PR #340, opened 2021-04-06
TASK-91: Profile Page Styling/UX Cleanup

### LINKED ISSUE #319: TASK-91: Profile Page Styling/UX Cleanup
**Task Description**

I want to fix the styling and improve the UX of the Profile page:

- [ ] 91.1  Restrict number of lines that can be added in the description despite character length

**Acceptance Criteria**

cindyslittleplanet:
This PR closes #319.

In order to ensure that a lengthy user description does not hide the profile page content, two changes were made to it:

1. A check to make sure the description does not exceed 6 lines and/or 1024 characters before saving the description.
2. If a user inputs less than 6 lines and less than 1024 characters, but the description is above 150 characters (default arbitrary number), then the description becomes an expandable text. 

I also changed the dead buttons `Portfolio`, `Friends`, `Hosting` in the profile header to plain texts since they weren't redirecting to anywhere.


apps/mull-ui/src/utilities.ts
```diff
@@ -83,6 +84,16 @@ export const hasEmoji = (text: string) => {
   return !!emojiRegexRGI().exec(text);
 };
 
+const textLength = string.length;
+export const exceedsNbOfLines = (text: string) => {
+  let countLines = 1;
+  for (let i = 0; i < textLength; i++) if (text.charAt(i) === '\n') countLines++;
+  if (countLines > 6) {
```
JimLau49: Why is this set to 6? and what exactly do lines mean as i put in 6 rows of @ and it did not reject me as it wasnt at the char limit 

image

JimLau49 (approved):
LGTM, left a question

**Acceptance Criteria:**
- [x] 91.1  Restrict number of lines that can be added in the description despite character length

image

apps/mull-ui/src/utilities.ts
cindyslittleplanet: 6 is the default number we came up with that seemed reasonable both on mobile and desktop. 
And 6 lines means 6 keyboard `enter`, not rows. Do you have any suggestion on how to call keyboard enters?

apps/mull-ui/src/app/components/profile-header/profile-header.tsx
```diff
@@ -146,30 +147,41 @@ export const ProfileHeader = ({
...
           className={
-            isCurrentUser ? 'profile-side-container for-current-user' : 'profile-side-container'
+            isCurrentUser
+              ? 'profile-side-container for-current-user'
+              : 'profile-side-container for-other-user'
           }
         >
-          <button className="profile-stats" data-testid="portfolioCount">
+          <p
+            className={isCurrentUser ? 'profile-stats' : 'profile-stats for-other-user'}
```
r-saba: I find this is less repetition and easier read
```suggestion
            className={`profile-stats ${isCurrentUser ? 'for-other-user': ''}`}
```

r-saba: Since a couple of these have the same class name, you could even extract the classname into a variable

apps/mull-ui/src/utilities.ts
```diff
@@ -83,6 +84,16 @@ export const hasEmoji = (text: string) => {
   return !!emojiRegexRGI().exec(text);
 };
 
+const textLength = string.length;
+export const exceedsNbOfLines = (text: string) => {
+  let countLines = 1;
+  for (let i = 0; i < textLength; i++) if (text.charAt(i) === '\n') countLines++;
```
r-saba: Not used to seeing for loops like this, I prefer the usual way even if it's just one line inside. My brain had to pause for a second lool
```suggestion
   for (let i = 0; i < textLength; i++) {
    if (text.charAt(i) === '\n') countLines++;
  }
```

apps/mull-ui/src/app/pages/profile/edit-profile/edit-profile.tsx
```diff
@@ -41,11 +41,19 @@ const EditProfile = ({ history }: EditProfilePageProps) => {
...
+          LIMITS.PROFILE_DESCRIPTION,
+          `Description must be ${LIMITS.PROFILE_DESCRIPTION} characters or less.`
+        )
+        .test(
+          'NbOfLinesCheck',
+          `Description must not exceed ${LIMITS.LINES} lines.`,
+          function (description) {
+            return exceedsNbOfLines(description);
+          }
+        ),
```
r-saba: es6 syntax to make it shorter and easier to read.
```suggestion
        .test(
          'NbOfLinesCheck',
          `Description must not exceed ${LIMITS.LINES} lines.`, (description) => exceedsNbOfLines(description)
        ),
```

r-saba (changes requested):
I can still add more than 6 lines, could you take a look into this and why?
image

apps/mull-ui/src/app/pages/profile/edit-profile/edit-profile.tsx
```diff
@@ -41,11 +41,19 @@ const EditProfile = ({ history }: EditProfilePageProps) => {
...
       imageFile: Yup.mixed().test('big-file', 'File size is too large', validateFileSize),
+      description: Yup.string()
+        .max(
+          LIMITS.PROFILE_DESCRIPTION,
+          `Description must be ${LIMITS.PROFILE_DESCRIPTION} characters or less.`
+        )
+        .test(
+          'NbOfLinesCheck',
+          `Description must not exceed ${LIMITS.LINES} lines.`,
+          function (description) {
```
cristian-aldea: 💡
🏹 > `function`

apps/mull-ui/src/utilities.ts
```diff
@@ -96,6 +97,16 @@ export const hasEmoji = (text: string) => {
...
+  if (countLines > 6) {
+    return false;
+  }
+  return true;
+};
```
cristian-aldea: ⚠So, a few issues

Your code here doesn't prevent me from writing a desc with more than 6 lines.
image

This is because of line 87, which you took `string.length` as the max number to loop through. This value will always be 0, since you're taking the length of the string type.

I'd recommend a much simpler approach that doesn't need a separate function or looping, using regex. Here's an example
image

cristian-aldea (changes requested):
Got some 💡 suggestions, and found an ⚠ issue I'd like addressed.

For the profile header, I'd love if we could redo the styling since its very weird, but it work for now.

cristian-aldea:
> I can still add more than 6 lines, could you take a look into this and why?

My comment [here](https://github.com/RGPosadas/Mull/pull/340#discussion_r608799471) explains why

apps/mull-ui/src/utilities.ts
cindyslittleplanet: I hastily opened the PR without double checking the functionality after adding a new line which broke the 6 lines restriction. That's my bad.
Thank you for the regex suggestion, but I tried several combination of regex and it unfortunately counts every space instead and not each new line (not to mention how the `match` added an extra console error to fix), so I decided to stick with my for loop instead.

apps/mull-ui/src/utilities.ts
```diff
@@ -96,6 +96,20 @@ export const hasEmoji = (text: string) => {
...
+    let countLines = 1;
+    for (let i = 0; i < descriptionLines.length; i++) {
+      if (descriptionLines.charAt(i) === '\n') countLines++;
+    }
+    if (countLines > 6) {
+      return false;
+    }
+    return true;
+  }
+  return true;
```
cristian-aldea: 💡This doesn't need to be this complicated:
1. Instead of checking if a variable has the type `"undefined"`, its better to check if the variable is undefined by doing a check to see if the variable is false, or equal to `undefined`
2. You can replace all of this with a regex call:

```suggestion
  // True if string falsy or < 6 newlines
  return !string || string.match(/\n/gi)?.length < 6;
```

cristian-aldea: image

cristian-aldea: and like I mentioned something this simple might not need its own function

apps/mull-ui/src/utilities.ts
cristian-aldea: > but I tried several combinations of regex and it, unfortunately, counts every space instead and not each new line

Depends on what regex you use. Did you try mine? It works pretty much exactly like your code does right now
image
image

If you did `\s` instead of `\n` then yeah it would count the number of spaces

> not to mention how the `match` added an extra console error to fix

Maybe, but that's not a big deal, have a look at my suggestion below :)

libs/types/src/forms.ts
```diff
@@ -38,4 +38,6 @@ export const LIMITS = {
   USERNAME: 64,
   EVENT_TITLE: 64,
   IMAGE_SIZE: 10000000,
+  PROFILE_DESCRIPTION: 1024,
+  LINES: 6,
```
cristian-aldea: 💡 Just so that it's clear that this is for the profile description
```suggestion
  PROFILE_DESCRIPTION_LINES: 6,
```

cristian-aldea (approved):
Everything looks great! Thanks for addressing my comments.

Left another small suggestion.

r-saba (changes requested):
Works well, can you make the padding the same all around the textarea. It looks a bit off since the right side has so much padding. I'd say make it 1em all around, only for this page though.
image

apps/mull-ui/src/app/components/expandable-text/expandable-text.tsx
```diff
@@ -1,25 +1,34 @@
...
+  className = '',
+}: ExpandableTextProps) => {
   const [expand, setExpand] = useState(false);
 
   const getText = () => {
     if (expand) {
       return children;
     } else {
-      return children.substr(0, cutoff);
+      const mincuttoff = min([cutoff, getIndexOfNthOccurence(children, '\n', maxlines)]);
```
r-saba, line 25: Good stuff!

r-saba (approved):
LGTM! Good work!

PR #342, opened 2021-04-06
FIX: Adjust image styling

### LINKED ISSUE #341: FIX: Adjust EventBullet styling
As people have noticed before, you sometimes see some oddity on the right
image

This is caused by the lack of padding on the event message row. The image is also sometimes distorted.
image

cristian-aldea:
closes #341
We weren't taking into account the use of wide and long images for the chat bubble, the file upload and the event bullet

Before:
image
image
image

After: 
image
image
image

### DIFF
--- a/apps/mull-ui/src/app/components/chat-bubble-list/chat-bubble-list.scss
+++ b/apps/mull-ui/src/app/components/chat-bubble-list/chat-bubble-list.scss
@@ -1,4 +1,6 @@
 .chat-bubble-image {
   max-width: 11rem;
+  max-height: 12rem;
   display: block;
+  object-fit: contain;
 }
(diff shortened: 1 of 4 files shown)


JimLau49 (approved):
LGTM Mr.tall isnt that tall anymore!

RGPosadas (commented):
I'm not too sure about these rows varying due to the image width. Should we make everything square and introduce padding for those that don't fit?  I am not too certain what would be best tbh
image

cristian-aldea:
> I'm not too sure about these rows varying due to the image width. Should we make everything square and introduce padding for those that don't fit? I am not too certain what would be best tbh

Honestly yeah that sounds better. I just need to add a fixed width instead of a max-width to fix that. The object-fit: contain will make sure the image isn't stretched or anything

cristian-aldea:
Thanks for the suggestion @RGPosadas, how does it look?
image

RGPosadas (approved):
Perfect! LGTM 🚀 
image

PR #334, opened 2021-04-05
Task-88: Create Event page UX Styling Cleanup

ys-lin:
Closes #316 

How to test: please check if every acceptance criteria is satisfied.

PR #344, opened 2021-04-06
FIX: Remove SwipeableRoutes in favor of Switch

### LINKED ISSUE #345: FIX: Remove swipeableroutes in favor of switch
Currently, on develop, if you go to any `/home/anything` route by either typing that in the URL box or history.push, you will be redirected to the discover page. This happens event on valid routes such as `/home/upcoming` and `/home/myevents`. This causes several issues:
- If you go to the myevents page, press on an event and then go back, you are faced with the discover page, which makes no sense and messes with the user flow
- If you need to history.push to either the upcoming or myevent pages in the code (like with [Yunshi's PR](#334), this *WILL NOT* work, since you will get redirected to the discover page
- As a user, you can't go directly to the upcoming and myevents pages. You have to start off at the discover page and then press/swipe your way to the other pages.

This is pretty bad. Is it caused by the SwipeableRoutes component. No matter not I adjust the 4th catch-all route which redirects to the discover page, the page won't work correctly. From reading their documentation, there isn't even an example with a catch-all base route: https://www.npmjs.com/package/react-swipeable-routes

```tsx
              <SwipeableRoutes>
                <PrivateRoute path={ROUTES.DISCOVER.url} component={DiscoverPage} />
                <PrivateRoute path={ROUTES.UPCOMING.url} component={UpcomingPage} />
                <PrivateRoute path={ROUTES.MY_EVENTS.url} component={MyEventsPage} />
                <PrivateRoute exact path={ROUTES.HOME}>
                  <Redirect to={ROUTES.DISCOVER.url} />
                </PrivateRoute>
              </SwipeableRoutes>
```

cristian-aldea:
closes #345 

Currently, on develop, if you go to any `/home/anything` route by either typing that in the URL box or history.push, you will be redirected to the discover page. This happens event on valid routes such as `/home/upcoming` and `/home/myevents`. This causes several issues:
- If you go to the myevents page, press on an event and then go back, you are faced with the discover page, which makes no sense and messes with the user flow
- If you need to history.push to either the upcoming or myevent pages in the code (like with [Yunshi's PR](#334), this *WILL NOT* work, since you will get redirected to the discover page
- As a user, you can't go directly to the upcoming and myevents pages. You have to start off at the discover page and then press/swipe your way to the other pages.

This is pretty bad. Is it caused by the SwipeableRoutes component. No matter not I adjust the 4th catch-all route which redirects to the discover page, the page won't work correctly. From reading their documentation, there isn't even an example with a catch-all base route: https://www.npmjs.com/package/react-swipeable-routes

```tsx
              <SwipeableRoutes>
                <PrivateRoute path={ROUTES.DISCOVER.url} component={DiscoverPage} />
                <PrivateRoute path={ROUTES.UPCOMING.url} component={UpcomingPage} />
                <PrivateRoute path={ROUTES.MY_EVENTS.url} component={MyEventsPage} />
                <PrivateRoute exact path={ROUTES.HOME}>
                  <Redirect to={ROUTES.DISCOVER.url} />
                </PrivateRoute>
              </SwipeableRoutes>
```

This is easily fixed with the changes in this PR. Instead of using SwipeableRoutes, we use a simple Switch. This fixes all the issues I listed. The downsides are that we can't swipe between the home pages, and there's no animation when you transition between the pages. I don't see this as a big deal.

Just a side note, this also ends up fixing the flakiness I had with the e2e for US-2.8, since that was caused by the SwipeableRoutes

### DIFF
--- a/apps/mull-ui/src/app/app.tsx
+++ b/apps/mull-ui/src/app/app.tsx
@@ -3,7 +3,6 @@ import axios from 'axios';
 import jwtDecode from 'jwt-decode';
 import React, { CSSProperties, useEffect, useState } from 'react';
 import { Redirect, Route, Switch, useLocation } from 'react-router-dom';
-import SwipeableRoutes from 'react-swipeable-routes';
 import { toast, ToastContainer } from 'react-toastify';
 import 'react-toastify/dist/ReactToastify.min.css';
 import { ROUTES } from '../constants';
@@ -97,14 +96,14 @@ export const App = () => {
               className="top-nav-bar-shadow"
             />
             <div className="page-container with-sub-nav-bar">
-              <SwipeableRoutes>
+              <Switch>
                 <PrivateRoute path={ROUTES.DISCOVER.url} component={DiscoverPage} />
                 <PrivateRoute path={ROUTES.UPCOMING.url} component={UpcomingPage} />
                 <PrivateRoute path={ROUTES.MY_EVENTS.url} component={MyEventsPage} />
-                <PrivateRoute exact path={ROUTES.HOME}>
+                <PrivateRoute path={ROUTES.HOME}>
                   <Redirect to={ROUTES.DISCOVER.url} />
                 </PrivateRoute>
-              </SwipeableRoutes>
+              </Switch>
             </div>
           </PrivateRoute>
           <PrivateRoute path={ROUTES.MESSAGES} component={MessagesRoute} />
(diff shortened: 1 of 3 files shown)


ys-lin:
#334 also has a solution to the problems mentioned without removing swipeable routes(just a few lines of changes), but if this is going to cause more issues, I think it should be removed

cristian-aldea:
Closing for now, we will go with the solution given in #334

◆ YOUR OBJECTIVE
Tally up how many lines in the preceding listing contain the word "match". Give nothing but the number.

◆ SOLUTION FOR THIS TASK
3